- **Your instructions**:
Take the entries below and print only the lines from the one with "PR #604, opened 2019-03-17" through the one with "Test and fix", exactly as they stand, both ends included.

- **Material for the task**:
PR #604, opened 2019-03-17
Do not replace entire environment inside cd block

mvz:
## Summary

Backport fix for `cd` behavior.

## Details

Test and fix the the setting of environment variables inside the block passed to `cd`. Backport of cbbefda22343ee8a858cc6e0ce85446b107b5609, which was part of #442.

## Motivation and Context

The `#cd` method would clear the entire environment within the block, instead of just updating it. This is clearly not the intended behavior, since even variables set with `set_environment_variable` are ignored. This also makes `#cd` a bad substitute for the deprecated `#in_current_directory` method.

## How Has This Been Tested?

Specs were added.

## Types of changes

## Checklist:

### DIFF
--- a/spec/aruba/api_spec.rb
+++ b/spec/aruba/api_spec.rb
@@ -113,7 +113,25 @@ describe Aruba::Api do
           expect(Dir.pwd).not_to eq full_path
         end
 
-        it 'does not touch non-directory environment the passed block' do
...
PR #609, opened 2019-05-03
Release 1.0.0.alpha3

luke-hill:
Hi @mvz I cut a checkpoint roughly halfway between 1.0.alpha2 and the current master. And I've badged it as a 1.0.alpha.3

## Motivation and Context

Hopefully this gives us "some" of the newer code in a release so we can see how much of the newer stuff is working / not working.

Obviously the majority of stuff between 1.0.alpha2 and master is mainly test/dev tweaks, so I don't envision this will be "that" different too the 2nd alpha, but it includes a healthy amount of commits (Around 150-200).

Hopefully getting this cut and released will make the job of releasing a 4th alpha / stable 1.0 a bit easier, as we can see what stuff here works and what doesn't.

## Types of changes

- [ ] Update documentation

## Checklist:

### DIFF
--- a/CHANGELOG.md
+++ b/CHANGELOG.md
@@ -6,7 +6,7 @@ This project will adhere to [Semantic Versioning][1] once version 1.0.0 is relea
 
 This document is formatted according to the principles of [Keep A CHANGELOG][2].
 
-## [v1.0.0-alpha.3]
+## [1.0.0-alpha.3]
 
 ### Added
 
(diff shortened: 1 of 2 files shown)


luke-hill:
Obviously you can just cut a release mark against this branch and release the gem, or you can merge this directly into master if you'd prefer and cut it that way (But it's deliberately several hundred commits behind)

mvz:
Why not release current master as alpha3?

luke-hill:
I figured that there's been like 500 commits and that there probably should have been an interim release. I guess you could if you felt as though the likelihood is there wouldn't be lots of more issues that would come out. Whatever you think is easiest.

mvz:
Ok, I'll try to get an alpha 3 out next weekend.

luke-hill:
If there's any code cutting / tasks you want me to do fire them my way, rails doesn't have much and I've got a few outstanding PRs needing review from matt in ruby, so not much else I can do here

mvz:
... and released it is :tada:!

- **Result of this task**:
PR #604, opened 2019-03-17
Do not replace entire environment inside cd block

mvz:
## Summary

Backport fix for `cd` behavior.

## Details

Test and fix the the setting of environment variables inside the block passed to `cd`. Backport of cbbefda22343ee8a858cc6e0ce85446b107b5609, which was part of #442.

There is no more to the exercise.